## Exercise data
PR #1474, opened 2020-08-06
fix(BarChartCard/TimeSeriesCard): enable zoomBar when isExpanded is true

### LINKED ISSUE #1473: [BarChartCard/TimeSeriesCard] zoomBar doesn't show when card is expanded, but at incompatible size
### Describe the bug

## Your task
I would like you to report every line in the listing above that contains "BarChartCard".

## Output of the task
fix(BarChartCard/TimeSeriesCard): enable zoomBar when isExpanded is true
### LINKED ISSUE #1473: [BarChartCard/TimeSeriesCard] zoomBar doesn't show when card is expanded, but at incompatible size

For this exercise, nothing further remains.